I smiled, imagining myself in my own car, the smell of new leather and music blasting from the speakers. A convertible like Patrick’s so I could have the sun on my shoulders, but black or maybe red.

It wasn’t until we were nearly to Ren’s house in Calabasas that I realized I hadn’t considered how useful a car would be to me if I needed to run. How far I could get in it, how much I could sell it for. It gave me a strange twinge in my stomach, because not that long ago it would have been the first thing I thought of.

But things were different now, and I knew it.

I wasn’t going to leave. Not ever.

• • •

I stayed at Ren’s house for a couple of hours. I met her aunt and uncle, who were nice and kept offering me things to drink, and then we watched a movie in her media room.
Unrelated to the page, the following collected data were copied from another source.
PR #186, opened 2020-06-14
preloaders for portfolio

samridhi18:
Different style of loaders could be used for pre-loading styles in portfolio


naveen521kk:
I don't understand what is this PR indented to do?

kartik918:
@samridhi18 avoid opening PRs to a project with no prior information to the maintainers. This would be something that isn't required or not intended and then your work would be wasted which isn't something you would like.
The right SOP would be to open an issue for it to start a discussion first and then work if it's agreed upon.
Thanks!

Issue #193, opened 2020-06-27
Experience cards don't display properly on mobile browser


mcsheha:
On mobile browser, experience headings and logos stack at top of section.  

**Screenshots**

![Screenshot 2020-06-26 at 8 11 07 PM](https://user-images.githubusercontent.com/21299027/85909812-b3cc6000-b7e9-11ea-88a9-7ef955415693.png)

**Smartphone (please complete the following information):**
 - Device: iPhone Xs Max
 - OS: iOS 13
 - Browser: Safari, Chrome

**Additional context**

tiagodenoronha:
Same issue happens on Mac. See attached screenshot:

<img width="1606" alt="image" src="https://user-images.githubusercontent.com/27889458/86272109-f6b17d80-bbc5-11ea-8937-c9a4a4c90473.png">

naveen521kk:
This is disturbing. Looks like a weird bug and I doubt `color theif` is the culprit. Maybe, I will try using lazy like I did for other sections if that works I will make a PR tomorrow if not I prefer reverting that Commit which added it. I need your comments on this @kartik918 and @saadpasta

saadpasta:
@naveen521kk I did not look into this much I think you are right about **color theif**. Try fixing this if possible otherwise, just remove the library and a key for the background color for now

kartik918:
We certainly won't and shouldn't revert breaking commits. Instead we can look into the cause and patching it ASAP.

Still a weird bug because I remember testing for responsiveness issues. I doubt shifting to suspense would fix it. Regardless, we should look into this and open a PR fixing it. 

I'll check it in depth later and share what I find

kartik918:
I checked on FF and Chrome, even on mobile to confirm but I can't reproduce the bug. It looks fine on smaller screens for me,

![Screen Shot](https://user-images.githubusercontent.com/48270786/86324208-d6340280-bc5b-11ea-93ba-c60d4796eb5c.png)

My theory judging from the screenshots above, it is caused by images not loading and `color-thief` complaining because it can't extract colors, thus the empty grey area above the cards.

This looks like a Safari only issue, which shouldn't happen ideally, @mcsheha could you confirm and provide some steps to reproduce this?

mcsheha:
@kartik918 This occurs for me in iOS 13 in both Safari and Chrome. I disabled content/ad blockers and tried various networks including cellular and wifi and the problem persists.

naveen521kk:
[...]

PR #201, opened 2020-07-03
Fixed experience cards issue on safari

abhishekashyap:
Fixed the issue in accordance with #193  that caused experience cards to not display correctly on safari on iOS and macOS.

Screenshot 2020-07-03 at 3 09 22 PM

Screenshot 2020-07-03 at 3 09 05 PM


kartik918:
@allcontributors add @abhishekashyap for bug fixes!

Kai, baked out of his mind, came in when it was almost over and announced that he needed some marshmallows immediately, but there weren’t any in the house and his license was suspended for another week. Ren told him that was too damn bad, but after a few minutes of negotiations, we took Kai to the store and ended up sitting with him at the fire pit in the Himuras’ backyard roasting marshmallows. Kai wandered off, but Ren and I kept sitting there in the dim glow, talking about nothing in particular.
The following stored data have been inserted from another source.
Issue #174, opened 2020-06-07
Use Headroom for header


kartikcho:
## Summary
Let's add [Headroom](https://github.com/KyleAMathews/react-headroom) to use for the header.

### What's new?
Header hides while scrolling but is stickied to top when you scroll back up.

### Motivation
H E A D E R

### Additional context
This is a good and simple issue for any first time contributors but we should add this if it doesn't get taken up in a week or two.

Also, if you're working on the PR, add it to the list of dependencies in the README and link the original repo to credit the author.

sparsh-99:
I want to work on the issue, @kartik918

kartik918:
Okay, this issue is your now @sparsh-99

sparsh-99:
@kartik918 , for headroom tag, I want to change HTML file. Can you please tell me where all HTML work is saved so that I can review it for the change?

naveen521kk:
@sparsh-99 Any updates?

sparsh-99:
@naveen521kk I started working on it. A PR will be opened within a few days.

naveen521kk:
@kartik918 Lets wait for few more days for any new contributor. If not, we could do it.

kartik918:
Sure! You could invite someone you know to take this up as their first issue. You can mentor them through the issue and possibly grow a new contributor!
Or we could just finish it in a bit. Right now the dark mode PR is becoming a blocker for all existing PRs which needs more attention I think.

archit0210:
I will work on this issue @kartik918

archit0210:
@kartik918 need help!

kartik918:
What's the problem?

archit0210:
@kartik918 as i was just going through the workflow i want to know that you want changes in all pages header or only front page?

kartik918:
The portfolio is a single page application and header is a separate component.

npm install the headroom dependency I mentioned in the issue and wrap the header component inside it. Look at their docs for more help.

This should help you out!

archit0210:
![Capture](https://user-images.githubusercontent.com/67779397/86571972-e9aed880-bf8f-11ea-8e96-9555df8c32ce.PNG)
@kartik918 i tried to do fix the header but he thing is the header is transparent so the text is there(behind the header)

kartik918:
You can add necessary CSS to header's background.

Also why is the header so "low" from the top?

archit0210:
that's the snapshot after scrolling

archit0210:
[...]

PR #205, opened 2020-07-08
Headroom added

archit0210:


src/components/header/Header.js
```diff
@@ -2,12 +2,15 @@ import React from "react";
...
 import {greeting, workExperiences} from "../../portfolio";
+import { headroom } from "headroom";
 
 function Header() {
   const exp = workExperiences.viewExperiences;
   return (
-    <Fade top duration={1000} distance="20px">
-    <div>
+  <Fade top duration={1000} distance="20px">
+    <script src="https://unpkg.com/headroom.js"></script>
```
naveen521kk, line 11: You should not use script tag here.

src/components/header/Header.js
```diff
@@ -48,6 +51,9 @@ function Header() {
         </ul>
       </header>
     </div>
+    <script>
```
naveen521kk, line 54: Again this also.

src/components/header/Header.js
naveen521kk: Instead here
```html
<Headroom>
```
Should be coming.

archit0210: but the import headroom from headroom is not working

kartik918: I tried to guide you in my comment on #174 too, take a look at Headroom's documentation.

archit0210: i added and followed all the steps and this error occurred
Capture

kartik918: Change Headroom.js to `"Headroom"` @archit0210

archit0210: i did, there is no change in error

archit0210: okay, now is this correct?

archit0210: okay, now is this correct?

kartik918: Umm, why are you initializing Headroom, I don't remember exactly but it isn't as complicated as your implementation, you just need to import Headroom and wrap the Header component in it. 
Headroom will make the header sticky itself!

archit0210: oh sorry i forgot, i have wrapped header component...

archit0210: i tried restarting and checked the names of files but couldn't resolve!!

kartikchou:
Hey @archit0210 I see you're struggling with this so I'm gonna take this issue up and open a PR for it, maybe it'll help clear much of your confusion. Is that okay?

src/components/header/Header.js
archit0210: No

kartikcho:
Superseded by #209 , @archit0210 you might want to take a look!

“How can you eat that?” I asked as Ren pulled a blackened marshmallow out of the fire.

“This is how I like them,” she said, pulling the sticky thing apart with her fingers. “Don’t judge.”

“I would never.”

“Good, because I think accepting someone’s personal weirdnesses is the foundation for all good relationships,” she said. “I believe in unconditional love, you know?”
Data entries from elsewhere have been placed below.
PR #209, opened 2020-07-12
Add headroom, add yarn.lock

### LINKED ISSUE #174: Use Headroom for header

kartikcho:
Resolves #174 and supersedes #205 

Increased width of header to 100% and added shadow 
image

Let me know if the shadow looks good.


kartikcho:
I agree too partially but removing it looks kinda out of place for a header but I'm okay whatever is decided.

naveen521kk:
I don't like the shadow as it looks little off from theme.

kartikcho:
Done @naveen521kk !

src/components/header/Header.js
```diff
@@ -1,13 +1,13 @@
 import React from "react";
+import Headroom from "react-headroom";
 import "./Header.css";
 import {Fade} from "react-reveal";
```
naveen521kk, line 4: This import is not required.
```suggestion
```

naveen521kk:
Also, @kartikcho add the React Headroom to the Readme file as well.

src/components/header/Header.js
kartikcho: oh, thanks!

Unconditional. It was a nice thought, if it really existed. Maybe it could.

“Now what are you thinking when you make that face?” she asked.

I smiled and looked down at the fire.

“Mystery man,” she said with a sigh. “It’s okay. Someday you’ll tell me.”

It was nice, all of this. And it was mine now. Home, family, pretty girl. Everything a person could ever want.

• • •

I didn’t know it then, but it was probably the happiest night of my life.

Ren drove me home, and after I’d watched her headlights disappear around the curve in the driveway, I went inside, following the voices back to the kitchen. Mia was eating grapes from the stem at the kitchen island, Patrick was working at his laptop at the breakfast table, and Lex was wiping down the spotlessly clean counters. They didn’t notice me immediately, and I spent a moment just looking at them. Drinking them in. Loving them.

For a second I wondered where the real Danny was, if he would understand that it was better for us all, including them, that I was here.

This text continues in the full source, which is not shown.